PR #1234, opened 2024-03-23
Allow Signals to be privately named using `name=""`

### LINKED ISSUE #1223: Signals with private names
In some cases it is desirable to create a signal with a name that doesn't show up in the waveform viewer, such as when a signal is created to hold the results of intermediate computations, or to change shape, and it would just add noise. I propose adding a notion of a "private signal name".

I suggest changing naming rules so that `Signal(name="")` creates a signal with a private name. Such a signal is translated to a private wire in RTLIL (with a `$\d+` name), doesn't get displayed in the waveform viewer, and so on.

---

The FSM ongoing signals (not the state signal) should be changed to have private names in the 0.5 milestone.

tpwrules:
Closes #1223

Tested a couple toy designs. The inclusion of FSM names being private should be enough to prevent regressions.

This does remove a bit of diagnostic power from the FSM tests.

### DIFF
--- a/amaranth/hdl/_ir.py
+++ b/amaranth/hdl/_ir.py
@@ -552,6 +552,8 @@ class Design:
         assigned_names = {name for name, conn, dir in self.ports if name is not None}
         for name, conn, dir in self.ports:
             if name is None:
+                if conn.name == "": # Nothing to name this port!
+                    raise TypeError("Signals with private names cannot be used in unnamed top-level ports")
                 name = _add_name(assigned_names, conn.name)
                 assigned_names.add(name)
             new_ports.append((name, conn, dir))
@@ -590,7 +592,7 @@ class Design:
                     frag_info.io_port_names[conn] = name
 
         for signal in frag_info.used_signals:
-            if signal not in frag_info.signal_names:
+            if signal not in frag_info.signal_names and signal.name != "": # Private name shouldn't be added.
                 frag_info.signal_names[signal] = _add_name(frag_info.assigned_names, signal.name)
         for port in frag_info.used_io_ports:
             if port not in frag_info.io_port_names:
--- a/amaranth/sim/core.py
+++ b/amaranth/sim/core.py
@@ -4,6 +4,7 @@ import warnings
 from .._utils import deprecated
 from ..hdl._cd import *
 from ..hdl._ir import *
+from ..hdl._ast import Value, ValueLike
 from ._base import BaseEngine
 
 
@@ -237,6 +238,16 @@ class Simulator:
                 if hasattr(file, "close"):
                     file.close()
             raise ValueError("Cannot start writing waveforms after advancing simulation time")
+
+        for trace in traces:
+            if isinstance(trace, ValueLike):
+                trace_cast = Value.cast(trace)
+                for trace_signal in trace_cast._rhs_signals():
+                    if trace_signal.name == "":
+                        if trace_signal is trace:
+                            raise TypeError("Cannot trace signal with private name")
+                        else:
+                            raise TypeError(f"Cannot trace signal with private name (within {trace!r})")
 
         return self._engine.write_vcd(vcd_file=vcd_file, gtkw_file=gtkw_file,
                                       traces=traces, fs_per_delta=fs_per_delta)
--- a/tests/test_hdl_dsl.py
+++ b/tests/test_hdl_dsl.py
@@ -603,8 +603,8 @@ class DSLTestCase(FHDLTestCase):
                 )
                 (case 1 )
             )
-            (eq (sig fsm_ongoing_FIRST) (== (sig fsm_state) (const 1'd0)))
-            (eq (sig fsm_ongoing_SECOND) (== (sig fsm_state) (const 1'd1)))
+            (eq (sig) (== (sig fsm_state) (const 1'd0)))
+            (eq (sig) (== (sig fsm_state) (const 1'd1)))
         )
         """)
         self.assertRepr(frag.statements["sync"], """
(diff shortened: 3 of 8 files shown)


amaranth/hdl/_ir.py
```diff
@@ -551,7 +551,7 @@ def _assign_port_names(self):
         new_ports = []
         assigned_names = {name for name, conn, dir in self.ports if name is not None}
         for name, conn, dir in self.ports:
-            if name is None:
+            if name is None and conn.name != "": # Private signals have no name.
```
wanda-phi, line 554: if `conn.name == ""` we need to fail here entirely — we cannot have a top-level port with no name

tests/test_hdl_dsl.py
```diff
@@ -627,8 +627,8 @@ def test_FSM_basic(self):
             "(sig a)": "comb",
             "(sig fsm_state)": "sync",
             "(sig b)": "sync",
-            "(sig fsm_ongoing_FIRST)": "comb",
-            "(sig fsm_ongoing_SECOND)": "comb",
+            "(sig)": "comb",
+            "(sig)": "comb",
```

■ ■ ■

▶ [Task objective] Out of the listing above, reproduce exactly the lines from the one with "for signal in" up to and including the one with "file.close()".

▶ [Answer box]
         for signal in frag_info.used_signals:
-            if signal not in frag_info.signal_names:
+            if signal not in frag_info.signal_names and signal.name != "": # Private name shouldn't be added.
                 frag_info.signal_names[signal] = _add_name(frag_info.assigned_names, signal.name)
         for port in frag_info.used_io_ports:
             if port not in frag_info.io_port_names:
--- a/amaranth/sim/core.py
+++ b/amaranth/sim/core.py
@@ -4,6 +4,7 @@ import warnings
 from .._utils import deprecated
 from ..hdl._cd import *
 from ..hdl._ir import *
+from ..hdl._ast import Value, ValueLike
 from ._base import BaseEngine
 
 
@@ -237,6 +238,16 @@ class Simulator:
                 if hasattr(file, "close"):
                     file.close()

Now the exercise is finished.